Gougeres (Cheese Puffs)
The holidays are here, and the food fest has begun! I have company in and out throughout Christmas and the New Year almost constantly. With such big meals being served and decadent desserts around the house at all times, I like to welcome my guests with an hors d’oeuvre that is light, yet elegant. For me, nothing is a celebratory as a glass of champagne accompanied by these light and melt-in-your mouth Gougeres (cheese puffs). Make them ahead of time and freeze them, and you have a wonderful hors d’oeuvre at a moment’s notice.
Happy Holidays…see you in the New Year!
Makes approximately 32
- 1 Cup whole milk
- 1 Stick unsalted butter
- ½ Teaspoon salt
- 1 Cup flour
- 5 Extra large eggs
- 1 Cup Gruyere Cheese (grated)
To Make the Gougeres (cheese puffs)
Line two baking sheets with parchment paper, and preheat the oven to 375
In a small saucepan, bring the milk, butter and salt to a boil over high heat.
Add the flour, and immediately turn the heat to medium low and whisk vigorously. The dough will begin to form and pull away from the pan. Keep whisking for another minute until the flour has cooked, and the mixture smells slightly nutty.
Remove the pan from the heat, and pour the mixture into the bowl of an electric mixer.

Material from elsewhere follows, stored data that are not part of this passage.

PR #1640, opened 2026-06-06
moq-net: RAII broadcast announcements via OriginPublish; remove broadcast abort/close

kixelated:
## Summary

Makes the origin announcement lifecycle sans-io and reframes what a broadcast is.

Previously `publish_broadcast` spawned a task per broadcast (`web_async::spawn`) that awaited `broadcast.closed()` and then removed it from the origin tree, which required a runtime. Now publishing returns an **`OriginPublish` guard** whose `Drop` does the removal synchronously, so the origin no longer watches closure and no longer spawns. This is the first concrete step toward driving `moq-net` from `poll_xxx`/wakers instead of `tokio`.

Paired conceptual change: **a broadcast is just a collection of tracks, so it can no longer be "closed" with a code.** `BroadcastProducer::abort` / `BroadcastDynamic::abort` are removed. A broadcast ends only when every producer is dropped; pending dynamic track requests are rejected when the last dynamic handler goes away. There is no wire code for broadcast closure, so nothing is lost on the wire. You can now **unannounce without closing** (drop the guard while the producer keeps serving tracks).

## API changes (moq-net, breaking → targeting `dev`)

- `publish_broadcast` returns `Result<OriginPublish, Error>` (was `bool`). Hold the guard to stay announced; drop it (or call `OriginPublish::unannounce`) to remove it.
- `create_broadcast` returns `Result<BroadcastPublish, Error>`; `BroadcastPublish` derefs to `BroadcastProducer` and unannounces on drop.
- New `Error::Loop` (broadcast's hop chain already contains this origin) and reused `Error::Unauthorized` (path outside allowed prefixes) distinguish the two reject reasons that were previously a bare `false`/`None`.
- Removed `BroadcastProducer::abort` and `BroadcastDynamic::abort`.

The `Lock`-based origin **tree is unchanged** — connections stay scoped to their place in the tree so they don't contend on a global lock.

## Callers

- **lite/ietf subscribers**: store the guard in the per-broadcast map so Ended / restart / reflected-loop drop it. Side benefit: unannounce-on-Ended is now prompt instead of waiting for the broadcast to fully close.
- **stats / relay / cli / gst / rtc / boy / examples**: hold the guard for the broadcast's lifetime.
- **FFI edges (libmoq, moq-ffi)**: keep fire-and-forget by spawning a small boundary watcher that drops the guard when the broadcast closes. Public signatures are unchanged, so the py/swift/kt/go wrappers and `doc/lib` need no changes.

## Cross-package sync

Skipped `js/net` and `doc/concept`: this is a Rust-internal lifecycle refactor (RAII guard + removing `abort`); the **wire protocol is unchanged**, and the JS `@moq/net` API has its own idioms. Worth a follow-up if we want JS to mirror the guard/unannounce model.

## Test plan

- [x] `cargo test -p moq-net` — 366 pass (origin tests now exercise `OriginPublish::drop` via a `#[cfg(test)]` helper that reproduces the old fire-and-forget behavior)
- [x] `cargo test -p moq-ffi` — 18 pass (exercises the relocated `announce` watcher)
- [x] `cargo check --all-targets` across every changed crate — clean
- [x] `cargo clippy -p moq-net --all-targets` (via nix) — clean
- [x] `cargo fmt` (via nix) applied
- [ ] full `just check` — run once any concurrent local `moq-cli` demo (shared target dir) has exited

### DIFF
--- a/rs/libmoq/src/origin.rs
+++ b/rs/libmoq/src/origin.rs
@@ -192,7 +192,20 @@ impl Origin {
 		broadcast: moq_net::BroadcastConsumer,
 	) -> Result<(), Error> {
 		let origin = self.active.get_mut(origin).ok_or(Error::OriginNotFound)?;
-		origin.publish_broadcast(path, broadcast);
+
+		// Errors only if the origin rejects the publish (loop / out of scope). libmoq origins
+		// are full-scope and broadcasts carry empty hop chains, so this is unreachable; ignore
+		// it to match the prior fire-and-forget contract.
+		if let Ok(publish) = origin.publish_broadcast(path, broadcast.clone()) {
+			// Auto-unannounce when the broadcast closes (all producers dropped). This keeps the
+			// previous behavior now that the origin no longer watches closure itself; the spawn
+			// lives at the FFI boundary, which is inherently runtime-bound.
+			tokio::spawn(async move {
+				broadcast.closed().await;
+				drop(publish);
+			});
+		}
+
 		Ok(())
 	}
 
--- a/rs/libmoq/src/origin.rs
+++ b/rs/libmoq/src/origin.rs
@@ -25,6 +25,10 @@ pub struct Origin {
 	/// Active origin producers for publishing and consuming broadcasts.
 	active: NonZeroSlab<moq_net::OriginProducer>,
 
+	/// Announcement guards from `publish`. Removing an entry (via `unpublish`) drops the
+	/// guard, which unannounces the broadcast.
+	published: NonZeroSlab<moq_net::OriginPublish>,
+
 	/// Broadcast announcement information (path, active status).
 	announced: NonZeroSlab<(String, bool)>,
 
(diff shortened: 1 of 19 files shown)


rs/libmoq/src/origin.rs
```diff
@@ -192,7 +192,20 @@ impl Origin {
 		broadcast: moq_net::BroadcastConsumer,
 	) -> Result<(), Error> {
 		let origin = self.active.get_mut(origin).ok_or(Error::OriginNotFound)?;
-		origin.publish_broadcast(path, broadcast);
+
+		// Errors only if the origin rejects the publish (loop / out of scope). libmoq origins
+		// are full-scope and broadcasts carry empty hop chains, so this is unreachable; ignore
+		// it to match the prior fire-and-forget contract.
+		if let Ok(publish) = origin.publish_broadcast(path, broadcast.clone()) {
```
kixelated: I think we need to store it in the slab? And add an `unpublish` method.

Also please return an error instead of assuming it will always be impossible.

rs/moq-cli/src/client.rs
```diff
@@ -6,7 +6,9 @@ use url::Url;
 pub async fn run_client(client: moq_native::Client, url: Url, name: String, publish: Publish) -> anyhow::Result<()> {
 	// Create an origin producer to publish to the broadcast.
 	let origin = moq_net::Origin::random().produce();
-	origin.publish_broadcast(&name, publish.consume());
+	let _publish = origin
+		.publish_broadcast(&name, publish.consume())
+		.expect("origin should allow publishing");
```
kixelated: .context instead of .expect for all of these that use anyhow.

rs/moq-gst/src/sink/imp.rs
```diff
@@ -393,11 +393,10 @@ async fn run_session(
...
 
-	anyhow::ensure!(
-		origin.publish_broadcast(&settings.broadcast, broadcast_consumer),
-		"failed to publish broadcast {}",
-		settings.broadcast
-	);
+	// Held for the lifetime of this task; dropping it (on return) unannounces the broadcast.
+	let _publish = origin
+		.publish_broadcast(&settings.broadcast, broadcast_consumer)
+		.map_err(|err| anyhow::anyhow!("failed to publish broadcast {}: {}", settings.broadcast, err))?;
```
kixelated: Please just use .context, I don't need to know the name.

rs/libmoq/src/origin.rs
kixelated: Done. `publish` now stores the `OriginPublish` guard in a new `published` slab and returns a publish handle; added `moq_origin_unpublish` (C: `moq_origin_unpublish(handle)`) which removes the entry and drops the guard to unannounce. It now propagates the origin error via `?` instead of swallowing it. Note this drops the old auto-unannounce-on-close behavior: the announcement lives until `unpublish`, independent of the broadcast closing. (Written by Claude)

rs/moq-cli/src/client.rs
kixelated: Switched all the anyhow call sites (moq-cli client/server, clock/chat/video examples, moq-boy, moq-rtc) to `.context("failed to publish broadcast")?`. (Written by Claude)

rs/moq-gst/src/sink/imp.rs
kixelated: Done, now `.context("failed to publish broadcast")?` with no name. (Written by Claude)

Let it cool for about five minutes.
Using a paddle attachment mix the dough on medium high speed, adding one egg at a time. Be sure that each egg is incorporated before adding the next. By the time all five eggs have been added the dough should be smooth and shiny.
Turn the mixer to a low speed and add the cheese. Mix only until the cheese is incorporated, and then stop the mixer.
Drop one tablespoon of dough onto the cookie sheet (or use a piping bag to make the gougere look especially pretty). Be sure to leave approximately two inches between each one.
Place the gougere in a 375 degree oven bake for 15-17 minutes (until golden).
The Elegant Occasion Note: The gougere can be made in advance. Simply place the uncooked gougere on cookie sheets in the freezer for two hours until frozen. Remove them from the cookie sheets to a freezer bag. The gougere will keep for one month. When ready to cook, simply take them from the freezer, place them on a parchment lined cookie sheet, and cook as noted above.
For herb gougere, simply add one teaspoon of Herb de’ Provence, thyme or rosemary to the dough when it is in the mixer.